• _RECORDS SUPPLIED_:

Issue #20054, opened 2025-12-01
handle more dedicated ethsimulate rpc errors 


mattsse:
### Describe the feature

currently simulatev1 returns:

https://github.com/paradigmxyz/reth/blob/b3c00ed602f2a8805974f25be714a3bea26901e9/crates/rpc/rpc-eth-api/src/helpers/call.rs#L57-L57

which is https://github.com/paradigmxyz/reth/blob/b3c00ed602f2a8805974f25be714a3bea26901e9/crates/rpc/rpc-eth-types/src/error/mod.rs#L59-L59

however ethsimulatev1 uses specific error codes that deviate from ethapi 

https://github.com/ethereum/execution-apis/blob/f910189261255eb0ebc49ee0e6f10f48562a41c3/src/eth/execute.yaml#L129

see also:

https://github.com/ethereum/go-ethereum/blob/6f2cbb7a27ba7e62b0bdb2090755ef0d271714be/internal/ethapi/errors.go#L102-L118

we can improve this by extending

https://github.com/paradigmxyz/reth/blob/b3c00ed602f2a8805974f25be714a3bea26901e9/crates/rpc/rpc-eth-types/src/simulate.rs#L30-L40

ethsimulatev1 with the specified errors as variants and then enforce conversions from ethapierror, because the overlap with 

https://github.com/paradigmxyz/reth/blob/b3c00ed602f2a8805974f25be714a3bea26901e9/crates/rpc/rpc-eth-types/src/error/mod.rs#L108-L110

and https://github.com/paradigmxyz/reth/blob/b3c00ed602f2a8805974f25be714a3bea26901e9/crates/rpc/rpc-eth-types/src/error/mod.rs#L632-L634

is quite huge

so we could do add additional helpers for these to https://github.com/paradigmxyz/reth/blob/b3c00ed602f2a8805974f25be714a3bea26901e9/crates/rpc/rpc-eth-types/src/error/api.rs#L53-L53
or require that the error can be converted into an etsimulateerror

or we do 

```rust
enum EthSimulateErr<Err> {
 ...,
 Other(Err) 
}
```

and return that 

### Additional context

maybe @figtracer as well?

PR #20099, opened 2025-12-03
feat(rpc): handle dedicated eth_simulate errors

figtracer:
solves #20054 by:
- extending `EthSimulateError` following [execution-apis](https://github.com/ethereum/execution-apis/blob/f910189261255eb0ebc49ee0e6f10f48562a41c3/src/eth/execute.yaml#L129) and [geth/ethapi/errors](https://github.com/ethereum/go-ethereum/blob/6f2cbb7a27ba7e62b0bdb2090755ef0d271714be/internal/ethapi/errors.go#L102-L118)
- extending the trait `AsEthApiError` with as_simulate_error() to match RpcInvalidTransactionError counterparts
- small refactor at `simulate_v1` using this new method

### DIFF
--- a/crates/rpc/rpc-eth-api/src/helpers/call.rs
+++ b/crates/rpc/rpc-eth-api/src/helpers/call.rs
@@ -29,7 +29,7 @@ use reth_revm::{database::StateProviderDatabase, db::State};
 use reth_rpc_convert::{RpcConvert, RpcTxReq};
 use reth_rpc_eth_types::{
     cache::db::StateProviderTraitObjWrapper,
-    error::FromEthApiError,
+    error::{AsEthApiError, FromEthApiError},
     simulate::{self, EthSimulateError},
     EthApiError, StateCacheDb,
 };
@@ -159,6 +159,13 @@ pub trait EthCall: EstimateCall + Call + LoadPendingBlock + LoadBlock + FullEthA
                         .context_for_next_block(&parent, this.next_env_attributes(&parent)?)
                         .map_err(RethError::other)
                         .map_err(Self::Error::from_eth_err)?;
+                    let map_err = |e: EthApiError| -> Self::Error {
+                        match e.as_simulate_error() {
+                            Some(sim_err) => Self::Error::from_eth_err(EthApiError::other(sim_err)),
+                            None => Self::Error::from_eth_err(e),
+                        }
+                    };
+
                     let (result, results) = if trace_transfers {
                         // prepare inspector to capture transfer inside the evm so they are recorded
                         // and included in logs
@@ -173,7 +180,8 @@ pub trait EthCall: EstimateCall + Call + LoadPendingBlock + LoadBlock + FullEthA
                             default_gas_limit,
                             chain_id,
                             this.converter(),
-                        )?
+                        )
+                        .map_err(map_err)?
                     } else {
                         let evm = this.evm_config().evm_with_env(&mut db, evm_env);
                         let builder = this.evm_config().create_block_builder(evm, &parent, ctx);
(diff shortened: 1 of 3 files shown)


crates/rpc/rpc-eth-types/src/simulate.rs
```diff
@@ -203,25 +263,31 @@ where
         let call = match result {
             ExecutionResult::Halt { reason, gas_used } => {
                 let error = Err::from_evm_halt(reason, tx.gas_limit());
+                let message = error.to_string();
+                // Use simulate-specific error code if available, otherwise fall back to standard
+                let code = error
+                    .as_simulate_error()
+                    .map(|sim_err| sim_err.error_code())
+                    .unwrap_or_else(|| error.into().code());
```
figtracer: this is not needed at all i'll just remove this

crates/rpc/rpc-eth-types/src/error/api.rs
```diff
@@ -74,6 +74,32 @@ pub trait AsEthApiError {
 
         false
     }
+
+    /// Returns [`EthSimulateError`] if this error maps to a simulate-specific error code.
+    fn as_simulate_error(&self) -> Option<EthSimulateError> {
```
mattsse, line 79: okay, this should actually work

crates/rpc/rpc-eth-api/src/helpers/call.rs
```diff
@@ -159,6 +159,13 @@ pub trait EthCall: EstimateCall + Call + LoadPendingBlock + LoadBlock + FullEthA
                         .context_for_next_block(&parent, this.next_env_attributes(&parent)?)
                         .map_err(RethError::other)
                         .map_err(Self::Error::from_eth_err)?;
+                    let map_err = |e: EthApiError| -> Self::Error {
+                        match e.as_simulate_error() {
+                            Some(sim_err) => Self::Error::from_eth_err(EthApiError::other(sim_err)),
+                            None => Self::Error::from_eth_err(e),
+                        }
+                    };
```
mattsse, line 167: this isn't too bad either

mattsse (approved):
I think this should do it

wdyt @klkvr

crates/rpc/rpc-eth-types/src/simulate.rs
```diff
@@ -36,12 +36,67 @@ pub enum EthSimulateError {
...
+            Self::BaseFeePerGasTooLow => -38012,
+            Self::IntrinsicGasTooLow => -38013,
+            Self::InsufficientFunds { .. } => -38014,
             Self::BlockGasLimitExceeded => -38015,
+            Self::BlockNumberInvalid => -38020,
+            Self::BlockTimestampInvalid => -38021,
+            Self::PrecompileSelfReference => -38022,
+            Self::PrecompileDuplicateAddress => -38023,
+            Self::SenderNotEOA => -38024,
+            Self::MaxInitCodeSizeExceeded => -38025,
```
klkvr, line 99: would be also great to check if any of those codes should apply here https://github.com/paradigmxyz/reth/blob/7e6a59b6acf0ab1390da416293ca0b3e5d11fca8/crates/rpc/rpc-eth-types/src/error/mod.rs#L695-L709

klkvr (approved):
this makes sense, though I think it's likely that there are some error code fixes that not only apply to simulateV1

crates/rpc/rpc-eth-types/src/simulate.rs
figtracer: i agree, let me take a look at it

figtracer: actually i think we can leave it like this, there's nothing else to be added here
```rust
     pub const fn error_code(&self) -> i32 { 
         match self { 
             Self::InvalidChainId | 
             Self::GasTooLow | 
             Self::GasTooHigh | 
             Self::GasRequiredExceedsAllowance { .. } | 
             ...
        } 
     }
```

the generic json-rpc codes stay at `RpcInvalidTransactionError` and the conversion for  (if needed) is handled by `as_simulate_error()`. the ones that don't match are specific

• _INSTRUCTIONS FOR THE TASK_: Please reproduce, exactly as they appear above, the lines from the line containing "-29,7 +29,7 @@" up to and including the line containing "included in logs".

• _ANSWER BOX_:
@@ -29,7 +29,7 @@ use reth_revm::{database::StateProviderDatabase, db::State};
 use reth_rpc_convert::{RpcConvert, RpcTxReq};
 use reth_rpc_eth_types::{
     cache::db::StateProviderTraitObjWrapper,
-    error::FromEthApiError,
+    error::{AsEthApiError, FromEthApiError},
     simulate::{self, EthSimulateError},
     EthApiError, StateCacheDb,
 };
@@ -159,6 +159,13 @@ pub trait EthCall: EstimateCall + Call + LoadPendingBlock + LoadBlock + FullEthA
                         .context_for_next_block(&parent, this.next_env_attributes(&parent)?)
                         .map_err(RethError::other)
                         .map_err(Self::Error::from_eth_err)?;
+                    let map_err = |e: EthApiError| -> Self::Error {
+                        match e.as_simulate_error() {
+                            Some(sim_err) => Self::Error::from_eth_err(EthApiError::other(sim_err)),
+                            None => Self::Error::from_eth_err(e),
+                        }
+                    };
+
                     let (result, results) = if trace_transfers {
                         // prepare inspector to capture transfer inside the evm so they are recorded
                         // and included in logs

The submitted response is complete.